* **Exercise goal**: The answer must consist of every line from the entries below that contains the word "values".

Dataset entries
★ ★ ★ ★ ★ ★ ★

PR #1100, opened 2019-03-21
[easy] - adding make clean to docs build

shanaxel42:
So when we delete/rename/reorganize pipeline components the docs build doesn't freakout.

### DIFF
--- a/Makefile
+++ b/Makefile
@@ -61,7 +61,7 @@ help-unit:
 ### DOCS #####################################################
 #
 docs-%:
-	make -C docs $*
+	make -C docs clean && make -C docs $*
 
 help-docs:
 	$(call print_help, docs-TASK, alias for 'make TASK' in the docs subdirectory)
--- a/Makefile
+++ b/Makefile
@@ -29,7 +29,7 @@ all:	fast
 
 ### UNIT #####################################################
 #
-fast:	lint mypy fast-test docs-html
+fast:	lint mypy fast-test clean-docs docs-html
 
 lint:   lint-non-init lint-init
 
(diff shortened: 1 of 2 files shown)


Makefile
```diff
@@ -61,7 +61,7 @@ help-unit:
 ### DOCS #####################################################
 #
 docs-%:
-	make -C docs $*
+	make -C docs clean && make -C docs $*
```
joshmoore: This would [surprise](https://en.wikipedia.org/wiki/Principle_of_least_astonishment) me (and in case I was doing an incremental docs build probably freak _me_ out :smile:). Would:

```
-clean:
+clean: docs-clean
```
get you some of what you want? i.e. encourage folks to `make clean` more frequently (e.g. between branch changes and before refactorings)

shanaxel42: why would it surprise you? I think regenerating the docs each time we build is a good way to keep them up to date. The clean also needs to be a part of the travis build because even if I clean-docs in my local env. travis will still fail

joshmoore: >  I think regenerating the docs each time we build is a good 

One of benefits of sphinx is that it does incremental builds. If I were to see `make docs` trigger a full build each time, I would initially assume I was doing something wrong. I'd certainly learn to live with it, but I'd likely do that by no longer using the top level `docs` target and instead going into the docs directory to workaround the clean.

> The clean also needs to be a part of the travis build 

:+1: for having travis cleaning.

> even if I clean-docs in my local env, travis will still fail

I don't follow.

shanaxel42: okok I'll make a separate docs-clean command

★ ★ ★ ★ ★ ★ ★

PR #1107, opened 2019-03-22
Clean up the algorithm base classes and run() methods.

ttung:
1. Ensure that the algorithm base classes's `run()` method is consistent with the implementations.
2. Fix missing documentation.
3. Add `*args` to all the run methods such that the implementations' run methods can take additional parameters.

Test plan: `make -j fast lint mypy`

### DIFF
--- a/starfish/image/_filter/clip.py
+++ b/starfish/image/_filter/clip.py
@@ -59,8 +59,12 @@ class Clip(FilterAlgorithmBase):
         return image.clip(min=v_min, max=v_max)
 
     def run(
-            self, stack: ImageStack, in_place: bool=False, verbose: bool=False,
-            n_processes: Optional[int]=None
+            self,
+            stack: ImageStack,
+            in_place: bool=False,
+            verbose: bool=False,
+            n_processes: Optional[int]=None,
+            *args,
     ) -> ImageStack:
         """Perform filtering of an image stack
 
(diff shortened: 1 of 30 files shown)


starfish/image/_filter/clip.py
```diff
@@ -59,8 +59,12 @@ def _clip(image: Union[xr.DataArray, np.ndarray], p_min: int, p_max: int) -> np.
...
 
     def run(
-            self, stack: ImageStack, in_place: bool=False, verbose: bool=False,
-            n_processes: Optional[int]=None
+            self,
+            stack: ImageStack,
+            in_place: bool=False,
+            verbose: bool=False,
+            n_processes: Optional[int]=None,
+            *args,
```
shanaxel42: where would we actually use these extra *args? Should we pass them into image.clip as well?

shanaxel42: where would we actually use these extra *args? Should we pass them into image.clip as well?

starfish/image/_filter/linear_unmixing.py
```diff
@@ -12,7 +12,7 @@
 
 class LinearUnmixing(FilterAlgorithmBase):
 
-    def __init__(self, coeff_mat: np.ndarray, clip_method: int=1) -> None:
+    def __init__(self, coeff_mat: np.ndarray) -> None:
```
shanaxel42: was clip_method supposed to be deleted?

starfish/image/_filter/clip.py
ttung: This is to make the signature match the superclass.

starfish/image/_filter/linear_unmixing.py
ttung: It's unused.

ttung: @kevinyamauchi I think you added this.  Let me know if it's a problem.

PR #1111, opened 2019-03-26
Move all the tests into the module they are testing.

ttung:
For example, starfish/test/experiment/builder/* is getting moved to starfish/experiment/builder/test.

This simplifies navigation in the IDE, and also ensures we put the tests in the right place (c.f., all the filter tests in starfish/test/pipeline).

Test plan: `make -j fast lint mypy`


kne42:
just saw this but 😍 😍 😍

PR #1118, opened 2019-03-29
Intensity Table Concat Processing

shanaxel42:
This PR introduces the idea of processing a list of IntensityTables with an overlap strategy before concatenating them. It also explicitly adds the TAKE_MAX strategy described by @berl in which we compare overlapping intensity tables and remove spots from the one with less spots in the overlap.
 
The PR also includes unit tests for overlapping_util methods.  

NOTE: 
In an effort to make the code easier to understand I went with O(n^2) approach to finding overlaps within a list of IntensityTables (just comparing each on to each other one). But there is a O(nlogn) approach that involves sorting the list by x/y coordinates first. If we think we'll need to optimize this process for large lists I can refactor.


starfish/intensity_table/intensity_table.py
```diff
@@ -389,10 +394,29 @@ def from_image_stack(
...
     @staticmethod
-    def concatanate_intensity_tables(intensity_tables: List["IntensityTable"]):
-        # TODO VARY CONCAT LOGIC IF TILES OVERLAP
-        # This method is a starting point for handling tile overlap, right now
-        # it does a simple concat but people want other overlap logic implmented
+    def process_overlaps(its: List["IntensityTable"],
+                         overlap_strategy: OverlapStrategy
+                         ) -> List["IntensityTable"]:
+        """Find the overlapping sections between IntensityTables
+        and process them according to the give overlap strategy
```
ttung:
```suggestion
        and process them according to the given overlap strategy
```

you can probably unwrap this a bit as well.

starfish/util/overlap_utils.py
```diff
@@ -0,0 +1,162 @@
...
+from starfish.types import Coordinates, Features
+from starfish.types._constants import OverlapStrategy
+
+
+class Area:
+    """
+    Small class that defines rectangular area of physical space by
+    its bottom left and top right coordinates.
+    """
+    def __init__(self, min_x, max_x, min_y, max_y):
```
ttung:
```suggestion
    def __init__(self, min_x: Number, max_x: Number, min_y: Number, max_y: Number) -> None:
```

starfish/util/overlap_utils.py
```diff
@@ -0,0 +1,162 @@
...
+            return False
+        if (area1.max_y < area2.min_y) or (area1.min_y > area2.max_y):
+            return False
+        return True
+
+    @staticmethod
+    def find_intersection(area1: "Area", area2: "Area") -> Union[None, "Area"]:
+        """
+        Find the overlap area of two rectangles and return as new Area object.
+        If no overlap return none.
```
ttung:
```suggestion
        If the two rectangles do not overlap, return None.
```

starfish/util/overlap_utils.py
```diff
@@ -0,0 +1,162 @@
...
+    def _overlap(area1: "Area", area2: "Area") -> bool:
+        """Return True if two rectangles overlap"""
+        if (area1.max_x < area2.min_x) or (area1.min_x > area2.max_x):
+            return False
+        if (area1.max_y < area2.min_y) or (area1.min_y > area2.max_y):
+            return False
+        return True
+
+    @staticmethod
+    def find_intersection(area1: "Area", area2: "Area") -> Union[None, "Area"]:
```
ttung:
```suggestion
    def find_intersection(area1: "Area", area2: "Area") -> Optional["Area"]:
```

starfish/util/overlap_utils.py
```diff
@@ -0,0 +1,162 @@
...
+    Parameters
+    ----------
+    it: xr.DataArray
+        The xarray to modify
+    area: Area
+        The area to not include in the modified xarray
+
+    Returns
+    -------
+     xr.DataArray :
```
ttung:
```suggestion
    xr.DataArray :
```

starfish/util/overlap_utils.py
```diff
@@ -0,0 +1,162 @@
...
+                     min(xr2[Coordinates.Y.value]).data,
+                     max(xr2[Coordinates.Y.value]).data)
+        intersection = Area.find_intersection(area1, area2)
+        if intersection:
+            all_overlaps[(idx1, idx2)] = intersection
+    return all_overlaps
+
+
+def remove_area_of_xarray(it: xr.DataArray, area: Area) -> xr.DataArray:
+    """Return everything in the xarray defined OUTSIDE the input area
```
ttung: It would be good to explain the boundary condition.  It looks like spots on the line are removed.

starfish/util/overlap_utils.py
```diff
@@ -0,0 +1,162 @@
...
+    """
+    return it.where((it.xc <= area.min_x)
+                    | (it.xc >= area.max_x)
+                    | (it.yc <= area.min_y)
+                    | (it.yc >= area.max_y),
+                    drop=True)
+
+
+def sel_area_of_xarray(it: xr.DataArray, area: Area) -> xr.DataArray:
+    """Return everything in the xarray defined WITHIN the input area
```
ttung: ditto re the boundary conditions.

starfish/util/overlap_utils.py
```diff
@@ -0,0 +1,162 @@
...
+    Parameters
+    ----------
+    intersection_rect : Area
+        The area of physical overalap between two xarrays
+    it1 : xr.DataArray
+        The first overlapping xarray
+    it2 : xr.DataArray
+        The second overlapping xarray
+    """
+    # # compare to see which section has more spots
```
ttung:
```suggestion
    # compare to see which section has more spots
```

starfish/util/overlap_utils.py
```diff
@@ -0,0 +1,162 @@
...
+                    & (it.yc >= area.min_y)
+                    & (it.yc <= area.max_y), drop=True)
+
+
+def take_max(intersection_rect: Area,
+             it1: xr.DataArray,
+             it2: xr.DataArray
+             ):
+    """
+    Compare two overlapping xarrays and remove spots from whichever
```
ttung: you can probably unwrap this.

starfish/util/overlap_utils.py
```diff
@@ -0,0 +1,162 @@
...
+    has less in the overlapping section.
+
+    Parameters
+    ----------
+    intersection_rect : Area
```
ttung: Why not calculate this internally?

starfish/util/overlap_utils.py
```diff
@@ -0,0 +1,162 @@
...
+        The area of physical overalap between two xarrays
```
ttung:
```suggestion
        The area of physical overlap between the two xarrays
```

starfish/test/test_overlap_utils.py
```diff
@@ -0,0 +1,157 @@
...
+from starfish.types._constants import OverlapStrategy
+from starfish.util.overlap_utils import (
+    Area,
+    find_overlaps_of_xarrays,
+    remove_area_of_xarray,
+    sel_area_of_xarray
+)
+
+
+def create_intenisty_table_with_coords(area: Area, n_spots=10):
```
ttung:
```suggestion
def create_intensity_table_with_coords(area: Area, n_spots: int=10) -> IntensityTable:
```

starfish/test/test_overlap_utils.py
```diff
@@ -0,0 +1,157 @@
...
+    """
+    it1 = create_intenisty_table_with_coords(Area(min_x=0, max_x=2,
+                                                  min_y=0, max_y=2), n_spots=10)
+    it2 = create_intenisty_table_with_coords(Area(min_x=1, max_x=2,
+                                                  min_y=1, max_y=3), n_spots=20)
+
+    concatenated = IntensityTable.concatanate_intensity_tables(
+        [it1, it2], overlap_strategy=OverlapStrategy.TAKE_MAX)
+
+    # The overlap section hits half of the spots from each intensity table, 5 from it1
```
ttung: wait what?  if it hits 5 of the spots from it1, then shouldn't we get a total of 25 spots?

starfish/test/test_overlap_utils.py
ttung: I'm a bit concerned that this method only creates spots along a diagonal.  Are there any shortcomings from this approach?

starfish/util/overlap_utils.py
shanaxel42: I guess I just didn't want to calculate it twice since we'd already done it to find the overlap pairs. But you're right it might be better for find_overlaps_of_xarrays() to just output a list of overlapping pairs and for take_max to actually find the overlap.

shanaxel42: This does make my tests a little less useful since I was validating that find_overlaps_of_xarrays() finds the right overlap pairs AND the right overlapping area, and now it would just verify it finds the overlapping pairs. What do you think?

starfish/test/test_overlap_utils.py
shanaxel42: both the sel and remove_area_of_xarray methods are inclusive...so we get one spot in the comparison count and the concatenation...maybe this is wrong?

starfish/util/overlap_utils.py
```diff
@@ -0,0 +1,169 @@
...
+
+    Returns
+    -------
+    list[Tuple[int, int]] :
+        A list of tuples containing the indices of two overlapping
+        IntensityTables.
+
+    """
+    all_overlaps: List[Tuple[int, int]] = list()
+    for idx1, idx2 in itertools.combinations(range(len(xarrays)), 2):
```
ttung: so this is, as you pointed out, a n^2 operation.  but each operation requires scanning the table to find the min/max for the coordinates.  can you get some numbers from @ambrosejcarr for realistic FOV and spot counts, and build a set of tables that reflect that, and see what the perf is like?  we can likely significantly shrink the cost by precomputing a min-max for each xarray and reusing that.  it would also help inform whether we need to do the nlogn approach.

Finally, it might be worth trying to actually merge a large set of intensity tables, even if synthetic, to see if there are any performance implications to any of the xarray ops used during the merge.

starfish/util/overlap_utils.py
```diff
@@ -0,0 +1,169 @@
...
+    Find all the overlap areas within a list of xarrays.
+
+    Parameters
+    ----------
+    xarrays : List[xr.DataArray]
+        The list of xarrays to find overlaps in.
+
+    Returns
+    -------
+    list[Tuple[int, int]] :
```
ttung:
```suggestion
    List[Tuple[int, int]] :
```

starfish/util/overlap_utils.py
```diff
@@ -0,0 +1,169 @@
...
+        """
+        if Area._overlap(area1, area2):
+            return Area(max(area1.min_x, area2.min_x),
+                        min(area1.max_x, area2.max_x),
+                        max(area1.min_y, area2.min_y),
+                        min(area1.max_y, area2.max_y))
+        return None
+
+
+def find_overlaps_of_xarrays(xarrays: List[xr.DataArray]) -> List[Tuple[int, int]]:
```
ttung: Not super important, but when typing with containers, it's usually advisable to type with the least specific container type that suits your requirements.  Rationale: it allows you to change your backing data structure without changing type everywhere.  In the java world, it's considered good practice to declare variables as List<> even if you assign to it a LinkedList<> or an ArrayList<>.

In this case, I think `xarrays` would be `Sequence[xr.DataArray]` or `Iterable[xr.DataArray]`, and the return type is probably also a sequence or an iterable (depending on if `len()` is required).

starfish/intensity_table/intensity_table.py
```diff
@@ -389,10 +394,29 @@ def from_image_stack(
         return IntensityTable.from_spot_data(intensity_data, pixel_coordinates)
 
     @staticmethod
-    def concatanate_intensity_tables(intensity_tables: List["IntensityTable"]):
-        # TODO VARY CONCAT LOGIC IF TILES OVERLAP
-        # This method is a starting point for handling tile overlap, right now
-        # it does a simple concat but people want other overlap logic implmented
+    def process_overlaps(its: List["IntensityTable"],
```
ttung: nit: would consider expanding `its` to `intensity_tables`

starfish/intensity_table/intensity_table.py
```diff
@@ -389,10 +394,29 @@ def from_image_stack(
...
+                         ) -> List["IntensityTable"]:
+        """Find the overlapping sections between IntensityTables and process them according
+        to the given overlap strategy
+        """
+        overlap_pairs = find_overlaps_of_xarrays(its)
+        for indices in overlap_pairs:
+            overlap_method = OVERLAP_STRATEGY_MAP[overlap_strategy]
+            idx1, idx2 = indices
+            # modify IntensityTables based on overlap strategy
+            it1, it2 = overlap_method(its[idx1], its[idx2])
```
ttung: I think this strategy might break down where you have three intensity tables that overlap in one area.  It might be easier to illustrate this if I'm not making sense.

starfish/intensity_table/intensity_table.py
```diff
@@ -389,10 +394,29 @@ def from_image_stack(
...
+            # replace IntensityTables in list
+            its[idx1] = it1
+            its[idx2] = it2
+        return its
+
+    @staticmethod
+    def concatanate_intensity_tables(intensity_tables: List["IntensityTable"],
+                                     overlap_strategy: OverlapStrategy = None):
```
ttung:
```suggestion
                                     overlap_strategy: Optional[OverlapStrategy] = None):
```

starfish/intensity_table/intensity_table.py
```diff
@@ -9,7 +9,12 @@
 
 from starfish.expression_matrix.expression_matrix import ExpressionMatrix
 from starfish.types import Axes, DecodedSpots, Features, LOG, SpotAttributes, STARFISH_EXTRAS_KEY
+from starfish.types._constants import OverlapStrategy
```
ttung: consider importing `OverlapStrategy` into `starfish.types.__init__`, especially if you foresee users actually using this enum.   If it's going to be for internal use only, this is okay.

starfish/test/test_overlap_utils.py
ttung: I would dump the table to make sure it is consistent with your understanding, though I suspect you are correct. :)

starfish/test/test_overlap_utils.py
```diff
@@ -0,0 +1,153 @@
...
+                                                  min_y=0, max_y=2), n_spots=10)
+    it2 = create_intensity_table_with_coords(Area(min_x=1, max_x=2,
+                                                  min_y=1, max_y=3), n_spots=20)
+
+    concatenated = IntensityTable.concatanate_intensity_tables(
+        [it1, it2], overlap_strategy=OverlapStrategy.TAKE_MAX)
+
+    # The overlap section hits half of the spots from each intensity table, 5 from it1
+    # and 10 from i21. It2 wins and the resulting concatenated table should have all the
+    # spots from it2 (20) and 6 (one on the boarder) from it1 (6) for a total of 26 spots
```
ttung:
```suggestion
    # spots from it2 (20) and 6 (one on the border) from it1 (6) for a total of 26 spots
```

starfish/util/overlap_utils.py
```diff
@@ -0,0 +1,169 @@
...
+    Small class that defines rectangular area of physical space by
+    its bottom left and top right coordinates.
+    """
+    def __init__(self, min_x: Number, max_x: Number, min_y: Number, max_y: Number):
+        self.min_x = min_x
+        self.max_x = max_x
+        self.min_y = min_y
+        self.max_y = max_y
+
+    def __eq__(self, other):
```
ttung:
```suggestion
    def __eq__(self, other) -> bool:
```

★ ★ ★ ★ ★ ★ ★

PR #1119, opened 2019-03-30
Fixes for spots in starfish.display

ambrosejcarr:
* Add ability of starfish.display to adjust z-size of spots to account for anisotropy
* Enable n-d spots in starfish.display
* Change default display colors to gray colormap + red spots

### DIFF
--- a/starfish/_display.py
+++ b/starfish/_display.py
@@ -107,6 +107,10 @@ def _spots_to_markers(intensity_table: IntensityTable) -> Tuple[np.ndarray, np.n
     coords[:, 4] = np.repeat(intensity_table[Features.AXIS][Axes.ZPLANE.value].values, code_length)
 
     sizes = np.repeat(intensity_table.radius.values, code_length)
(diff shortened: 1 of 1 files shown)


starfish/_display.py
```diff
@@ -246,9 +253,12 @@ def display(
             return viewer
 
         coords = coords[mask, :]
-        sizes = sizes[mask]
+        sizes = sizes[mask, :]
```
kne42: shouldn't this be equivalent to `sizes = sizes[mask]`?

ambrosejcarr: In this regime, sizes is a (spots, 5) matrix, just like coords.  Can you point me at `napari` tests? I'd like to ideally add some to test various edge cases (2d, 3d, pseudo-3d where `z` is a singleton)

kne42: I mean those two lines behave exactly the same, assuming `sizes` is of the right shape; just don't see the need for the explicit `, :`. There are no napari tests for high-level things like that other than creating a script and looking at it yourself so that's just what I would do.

★ ★ ★ ★ ★ ★ ★

* **Written solution**:
     coords[:, 4] = np.repeat(intensity_table[Features.AXIS][Axes.ZPLANE.value].values, code_length)
     sizes = np.repeat(intensity_table.radius.values, code_length)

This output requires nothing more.